- [PROBLEM] Output the data as it stands. Each line must match exactly.

- [DATA PROVIDED]
Issue #2683, opened 2022-06-27
_|->_ and SetItem (and likely others) maybe should be constructors


ehildenb:
Here: https://github.com/runtimeverification/k/pull/2659/files#r907667239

- [SOLVED EXERCISE]
Issue #2683, opened 2022-06-27
_|->_ and SetItem (and likely others) maybe should be constructors


ehildenb:
Here: https://github.com/runtimeverification/k/pull/2659/files#r907667239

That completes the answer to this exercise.